● What you need to do
Which lines should be repeated? Exactly the one containing "I'm thinking of" and every line after it through the end of the entries below.

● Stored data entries

------------------------------

Issue #229, opened 2020-04-02
ENOENT error encountered while using fileNameFormatter feature


Geloloboy:
DESCRIPTION:
The following error is encountered when running into an image with valid difference from baseline:
![Loki Filename Error](https://user-images.githubusercontent.com/25830532/78304245-051dd800-758a-11ea-8a56-70cd7400fe7c.png)

STEPS TO REPLICATE:
Set the following attribute in loki.config.js:
`fileNameFormatter: ({ configurationName, kind, story }) = `${configurationName}/${kind}_${story}`.toLowerCase()`

EXPECTED RESULT:
An image is different error is encountered
Difference is shown on the difference folder

ACTUAL RESULT:
ENOENT error is encountered
No image gets saved on the difference folder

NOTE:
Haven't tested on a flat file structure since our storybook instance have folders set up in them

jalooc:
> Haven't tested on a flat file structure

It works for flat structure, so there's definitely a bug related to missing directories when creating diff. +1 cause this currently makes using `fileNameFormatter` impossible for most usages.

jalooc:
After a short research I think I found it:

Loki uses [`looksSame.createDiff`](https://github.com/oblador/loki/blob/b06e7512dcc2314b977571013fa97b59c1b898a8/packages/diff-looks-same/src/create-looks-same-differ.js#L29) passing the `diff` option to `looks-same` in the form of the path to the file. `looks-same` in turn, after some processing [saves](https://github.com/gemini-testing/looks-same/blob/5406adfb1e9a7b8e61c3224addc536320cbb9897/index.js#L221) the file using [`fs.createWriteStream()`](https://github.com/gemini-testing/looks-same/blob/5406adfb1e9a7b8e61c3224addc536320cbb9897/lib/png/png.js#L49), passing that path as a parameter. Now, `fs.createWriteStream()` fails when the directory the path is pointing to doesn't exist - and that's the problem.

The reason why saving _reference_ and _current_ images works in Loki is because Loki [saves them itself using `fsExtra.outputFile()`](https://github.com/oblador/loki/blob/b06e7512dcc2314b977571013fa97b59c1b898a8/packages/runner/src/commands/test/compare-screenshot.js#L33) which creates any missing directories.

[...]

PR #276, opened 2020-10-09
Allow slashes in diff paths with looks-same

kurttomlinson:
This PR is a partial fix for https://github.com/oblador/loki/issues/229. It creates the output diff folder immediately before asking looks-same to create a diff file. Because it only creates the folder when a diff file is going to be created, it does not create any empty folders.

This patch only applies to the looks-same differ. The Graphics Magic differ creates diff files even when there are no differences, so it needs to be fixed in a different way.

### DIFF
--- a/packages/diff-looks-same/src/create-looks-same-differ.js
+++ b/packages/diff-looks-same/src/create-looks-same-differ.js
@@ -20,12 +20,13 @@ function createLooksSameDiffer(config) {
         return reject(new Error('Current image is empty'));
       }
 
-      return looksSame(reference, current, instanceConfig, (err, isSame) => {
+      return looksSame(reference, current, instanceConfig, async (err, isSame) => {
         if (err) {
           reject(err);
         } else if (isSame) {
           resolve(isSame);
         } else {
+          await fs.ensureFile(diffPath);
           looksSame.createDiff(
             {
               ...instanceConfig,
--- a/packages/diff-looks-same/src/create-looks-same-differ.js
+++ b/packages/diff-looks-same/src/create-looks-same-differ.js
@@ -20,13 +20,13 @@ function createLooksSameDiffer(config) {
         return reject(new Error('Current image is empty'));
       }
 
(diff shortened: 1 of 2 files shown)


techeverri (commented):
> I think a better approach would be to write the diff to a temp dir and then move it if there is a diff. Otherwise we'd end up with a bunch of empty directories.

~Based on the comment above https://github.com/oblador/loki/issues/229#issuecomment-663382861 by @oblador I would say this is not the desired behavior~

techeverri:
I would recommend you to use the workaround https://github.com/oblador/loki/issues/229#issuecomment-699680908 suggested by @SebDuf using `patch-package` in #229

kurttomlinson:
@techeverri I don’t think that comment applies in this case. There is an `if (isSame)` case above that handles when the images are the same. This newly added line of code is only executed when we already know there is a difference and a diff file needs to be created. This PR will not create any unnecessary folders.

techeverri:
You're right @kurttomlinson 👍

techeverri:
It would be very useful to have some kind of automated test for this fix 🤔 

I'm thinking of an example project configured to have custom `fileNameFormatter` that uses `/` slashes (subfolders)

techeverri:
BTW because of the way GitHub Actions work builds won't run when they come from forked repos (this pull request for example)
Recently I learned we shouldn't merge without running the changes through the CI pipeline

kurttomlinson:
@techeverri I've added a spec to cover this change.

------------------------------

● Solution for this problem
I'm thinking of an example project configured to have custom `fileNameFormatter` that uses `/` slashes (subfolders)

techeverri:
BTW because of the way GitHub Actions work builds won't run when they come from forked repos (this pull request for example)
Recently I learned we shouldn't merge without running the changes through the CI pipeline

kurttomlinson:
@techeverri I've added a spec to cover this change.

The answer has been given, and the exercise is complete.